In December, the disk's real history came to light: a letter arrived from Laura Torresan, webmaster for the U.S. Geological Survey (USGS) Pacific Coastal and Marine Science Center, expressing excitement about the find. The letter explained that the disk was actually part of a seabed drifter, a yellow disk with a weighted tail to minimize the influence of factors other than bottom currents. Our seabed drifter had been dropped off near the Golden Gate Bridge 40 years ago as part of a study on bottom currents. It took a combination of currents from 1970 until 2010 to get the disk (now minus its weighted tail) from the Golden Gate Bridge to the Clayoquot Sound area. It appears to be one of the last stragglers from a total of nearly 8,000 near-bottom drifters that were released over a year as part of a study of water circulation in the San Francisco Bay area. Staff at the USGS sent some baseball caps along with a kind letter thanking Parks Canada staff for stirring up memories of the "good ol' days."
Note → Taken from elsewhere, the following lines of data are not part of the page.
Issue #1969, opened 2018-10-12
Investigate Button programmatic focus styling


dkasper-was-taken:
# Bug Report

## Description
Buttons use custom focus styling, and when they are programmatically focused the default implementation leaves them focused, but without focus highlight.  I'm unsure what the expectation should be, this may need UX input.

## Steps to Reproduce
1. Use node.focus()
2. Observe button has no focus highlight.

ravikiran6565:
Hi Dave,

Actually we debugged component in different browsers(chrome, safari, firefox and IE 10 & 11) and we checked for the tabIndex value, once modal-manager closed we expect focus should retain to triggered button but expect behaviour is working fine in chrome and all other browsers are losing it's focus.

Analysis what we have done.
Ex: In chrome after closing modal-manager tabIndex value is  > 0( which means focus was internally get selected to triggered button and browser will highlight the button).

Ex: Other browsers(safari, firefox, IE 10 and 11) after closing modal-manager tabIndex value is -1(which means focus was not selected to any elements in component and browser fail to highlight button)

We have done this analysis from our end but we are not sure what is internal functionality of modal-manager. With our analysis we gave this inputs if we are wrong please correct us.

Thanks,
Ravikiran V

dkasper-was-taken:
To move some of the offline discussion here:
Chrome buttons behave differently, it leaves focus on the button when it's clicked.  Modal uses a focus-trap, which uses tabbable.  These save the currently active target, and restore it on release. Navigating by keyboard behaves consistently, as all browser leave focus on the button, but clicking will result in odd behavior.

A possible solution would be the programmatically set focus to the button in the onClick before an action occurs.  I don't know if this a change that can be provided broadly, as it may result in unintended behavior with other controls, but it could possibly work in a limited capacity.

bjankord:
Right now, [we set `outline: none`](https://github.com/cerner/terra-core/blob/master/packages/terra-button/src/Button.module.scss#L54-L58) on `:focus` and `:active`, then [programmatically apply custom focus styles on keydown](https://github.com/cerner/terra-core/blob/master/packages/terra-button/src/Button.jsx#L139-L142), and then we [remove our custom focus styles on blur](https://github.com/cerner/terra-core/blob/master/packages/terra-button/src/Button.jsx#L118-L120). 

I've been curious about inversing that logic. Instead, we apply our custom focus styles with `:focus` and in our onClick handler, we check the `event.type` to filter if the custom focus styles get nuked.

[...]

PR #2740, opened 2019-11-08
Button onfocus

### LINKED ISSUE #2688: [terra-button] DST Clarification Button does not take focus in Safari/Firefox
# Bug Report

## Description
In Safari and Firefox, clicking the time clarification button from a DST workflow for the terra-date-time-picker and then selecting a timezone does not return focus to the clarification button, nor does it invoke the consumer provided onBlur prop. This is particularly troublesome when that onBlur prop how the updates to the date time value get applied.

## Steps to Reproduce
1. Navigate to https://engineering.cerner.com/terra-ui/components/terra-date-time-picker/date-time-picker/date-time-picker in firefox or safari
2. Enter the ambiguous hour (e.g., 11/03/2019, 1:22) - modal appears, clarify your time
3. Modal disappears, click clarification button, modal reappears. Select opposite time, notice no button highlighting (terra-button 3.20.0 fixed how the button would be highlighted in chrome in this workflow, in firefox/safari it's not just that it's not highlighted, it does not even have focus)
4. If you like, run the workflow in chrome and observe the difference

I think this is an issue with the terra-button and the fixes around programmatic focus being browser dependent, which is why I logged it here. If my assumption is wrong I apologize and this may be a terra-date-time-picker issue.
https://jira2.cerner.com/browse/ORDPLANDEV-29226 has video

## Expected Behavior
Either for the button to have focus after the modal closes (after being launched from the button), or for the provided onBlur method to be invoked.

## Possible Solution
Right now I know the date-time-picker attempts to put focus back on the button as that is where it was before the modal was launched. If that behavior isn't necessary, just invoking the onBlur method of the consumer upon the modal being dismissed would work for us... but the correct fix is probably getting focus set on the button.

## @ Mentions
@benbcai @dev-cprice  @mjhenkes

benbcai:
### Summary
Fixes #2688, #1969 

### Additional Details
Clicking on a button does not get focused on Firefox, Safari, and IE. Hence, clicking away from it does not trigger onBlur, causing the issue on #2688. This PR sets the focus on the button when clicked.


packages/terra-button/src/Button.jsx
```diff
@@ -133,6 +134,19 @@ class Button extends React.Component {
     }
   }
 
+  handleClick(event) {
```
supreethmr: I assume this issue  of focus not shifting back to button in Safari and FireFox was due to button not being set as [previouslyFocusedElement](https://github.com/davidtheclark/focus-trap-react/blob/e67d26c5ff512228007bd6eb55aea9841eb7e09d/src/focus-trap-react.js#L10) in focus-trap and instead `main` element was being updated as previouslyFocusedElement. 

So Curious to know to keep button as active element and so that it gets updated as [previouslyFocusedElement](https://github.com/davidtheclark/focus-trap-react/blob/e67d26c5ff512228007bd6eb55aea9841eb7e09d/src/focus-trap-react.js#L10) when popup opens. do we need handleClick() event OR can we just set the focus to button on handleMouseDown() event like below.
```javascript
  handleMouseDown(event) {
    this.shouldShowFocus = false;
    setTimeout(() => { this.shouldShowFocus = true; });

    if (this.props.onMouseDown) {
      this.props.onMouseDown(event);
    }

    event.preventDefault();
    event.currentTarget.focus();
  }
```

benbcai: @supreethmr The issue is that in FF, Safari, and IE when you click on the button, it does not trigger the onFocus event like it does in Chrome. Since it didn't become focused after clicked, clicked outside would also not trigger the onBlur event, which causes the issue reported on #2688. Clicking and focus on a button varies by browser and OS. See https://developer.mozilla.org/en-US/docs/Web/HTML/Element/Button#Clicking_and_focus. 

This change is to set the focus on the button when clicked. The mouseDown event is triggered on both left and right mouse click but the focus should only be set on the button being clicked. Hence, I need to do that in handleClick.

supreethmr: Got it Thank you @benbcai  for the info.

packages/terra-button/src/Button.jsx
```diff
@@ -186,11 +200,16 @@ class Button extends React.Component {
     // Prevent button from showing focus styles when clicked
     this.shouldShowFocus = false;
     // Wait until after onFocus has been triggered on browsers where it will get triggered for click
-    setTimeout(() => { this.shouldShowFocus = true; });
+    setTimeout(() => { this.shouldShowFocus = true; }, 300);
```
yuderekyu: just curious, does this still work without setting  `300` inside the timeout?

benbcai: handkeKeyDown is called before handleClick above to put focus on the button. Since we don't want focus glow when clicking we need to wait until onclick is triggered before setting shouldShowFocus back to true.

PR #2741, opened 2019-11-12
Added Prop to disable search when required

### LINKED ISSUE #2305: [terra-form-select] - Optional search functionality
# Feature Request

## Description
For the variant="multiple",  the Select react component should be an option to turn off the default search functionality. The dropdowns in my app are small and do not need the search functionality.  In addition, on the android platform the search forces the popping up of the keyboard which often covers the dropdown.

supreethmr:
### Summary
Resolves #2305 

@cerner/terra

[License]: ../LICENSE


nramamurth:
I'd like to see an example added to the site.

packages/terra-form-select/src/multiple/Frame.jsx
```diff
@@ -223,7 +228,7 @@ class Frame extends React.Component {
             </li>
           ) : null}
         <li className={cx('search-wrapper')}>
-          <input {...inputAttrs} value={searchValue} />
+          {(this.props.isSearchDisabled) ? <div className={cx('placeholder')}>{placeholder || '\xa0'}</div> : <input {...inputAttrs} value={searchValue} /> }
```
nramamurth: Keyboard navigation seems broken.

multiple-select

nramamurth:
This is prolly a UX question - does it make sense for 'I' bar to be the mouse pointer when search is disabled? 

multiple-select

packages/terra-form-select/src/multiple/Frame.jsx
nramamurth: In a case when a value is already selected up-front, is this by design that we'd want to show the placeholder _only_ when search is disabled?

Before: 

Screen Shot 2019-11-12 at 2 49 46 PM

After: 
Screen Shot 2019-11-12 at 2 50 00 PM

packages/terra-form-select/src/multiple/Frame.jsx
```diff
@@ -223,7 +228,7 @@ class Frame extends React.Component {
             </li>
           ) : null}
         <li className={cx('search-wrapper')}>
-          <input {...inputAttrs} value={searchValue} />
+          {(isSearchDisabled) ? <div className={cx('placeholder')}>{placeholder || '\xa0'}</div> : <input {...inputAttrs} value={searchValue} /> }
```
nramamurth: `placeholder` is _always_ going to be present ([either default or custom](https://github.com/cerner/terra-core/blob/1061a1a9d6e60ab314a451a4465d30fdfa57020f/packages/terra-form-select/src/MultiSelect.jsx#L199-L200)). What is the need for this condition? ⬇️

```
placeholder || '\xa0'
```

nramamurth:
I am curious, when search is disabled, do we still need to be able to remove the options by pressing 'backspace' key? 

cc / @StephenEsser

supreethmr:
> I'd like to see an example added to the site.

Added [Example](https://github.com/cerner/terra-core/blob/148aaf18db9acf04ced1b29d35d98c3ada852ee4/packages/terra-form-select/src/terra-dev-site/doc/form-select/MultiSelect.07.doc.jsx#L70-L72) for Search Disabled.

packages/terra-form-select/src/multiple/Frame.jsx
supreethmr: it was due to placeholder div fixed it : 148aaf18db9acf04ced1b29d35d98c3ada852ee4

supreethmr:
> This is prolly a UX question - does it make sense for 'I' bar to be the mouse pointer when search is disabled?
> 
> multiple-select

Added class [is-search-disabled ](https://github.com/cerner/terra-core/blob/fe092d4a4ea3c249c5e62b897518016c00b777b3/packages/terra-form-select/src/shared/_Frame.module.scss#L391-L393)  to change cursor to pointer when search is disabled.

packages/terra-form-select/src/multiple/Frame.jsx
supreethmr: I missed that...! this condition is not required we can remove this from other files too.

packages/terra-form-select/src/multiple/Frame.jsx
supreethmr: replacing div with input fixed this : 148aaf18db9acf04ced1b29d35d98c3ada852ee4

supreethmr:
> I am curious, when search is disabled, do we still need to be able to remove the options by pressing 'backspace' key?
> 
> cc / @StephenEsser

I feel it should be there since it is multi select removing options with backspace provides better accessibility for users. 

would like to know your thoughts @StephenEsser

StephenEsser:
We'll want to get UX guidance on this change. There are a handful of concerns around accessibility, interactions, and visual appearance. 

The first question for UX would be if we want to proceed with making this change.

A multi-select without an input field to search should probably read differently on a screen reader and it may not render an input at all (rather than rendering a read-only input).

The focus management, keyboard interactions, and placeholder would also likely behave differently.

> I am curious, when search is disabled, do we still need to be able to remove the options by pressing 'backspace' key?

If there is not a focusable input I would not expect backspace to remove selected options, but we'd want to get feedback from our design team to appropriately answer this question.

cc: @neilpfeiffer

neilpfeiffer:
Closing as needs UX design guidance before solving for issue #2305.

\
\
Linking to comment added to issue as well: https://github.com/cerner/terra-core/issues/2305#issuecomment-552991164
> This technically would fall as a new standalone variant -- most likely would be shown similar to the single-select, except be able to select multiple values -- and would require it's own rollup design pattern (not use pills/tags) -- similar to an [example like this](https://3.bp.blogspot.com/-mg8pbAHtdYg/XDOaDK813ZI/AAAAAAAAANo/kNBjFWd_Ds4U0MH5Wqll36ph08DR93FOQCLcBGAs/s1600/bootstrap-jquery-muli-select-drop-down-list-with-the-checkbox-in-asp-dot-net.png).
> 
> UX needs to validate if this a type of multiselect Terra will support and what the rollup pattern needs to be. Further design is required before implementing -- hold on working until approach is determined and design pattern provided. 
>

PR #57, opened 2022-10-12
Adm-improve-#56

albert-de-montserrat:
This PR improves [#56](https://github.com/JuliaGeodynamics/GeoParams.jl/pull/56). I realised it made no sense to conditionally load CUDA and add it as a dependency.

Word of the yellow disk also spread to one of the original researchers, now-retired USGS emeritus scientist David Peterson. He was delighted by the find and sent along a report about the original study for which the disks were used to compile data. The discovery even landed on the front page of the Victoria Times-Colonist newspaper and was picked up by several other newspapers across Canada. 

Now that its story has been told, the yellow disk is sitting in a designated bin in a USGS archive, its long 40-year journey finally complete, thanks to the curiosity of Jackie and John. 

About the author: Laura Judson is a Public Relations and Communications Officer with the Coastal British Columbia Field Unit of Parks Canada.

A USGS plastic disc drifter found in Canada, and the people who found it.
Disk found by Parks Canada janitor Jackie Aubertin beside a recycling bin on Vancouver Island. When originally deployed near San Francisco, California, it had a red plastic stem with a brass weight near the end. The Parks Canada janitor who discovered the disk (left) holds a thank-you letter from the USGS, and a Parks Canada ecosystem scientist holds the 1970 report about the USGS study.
Map shows location of beaches in Canada.
David Peterson, who took part in the original study, notes that ocean currents reverse seasonally on the west coast, and speculates that the disk traveled to and fro for years before finally washing up on Long Beach.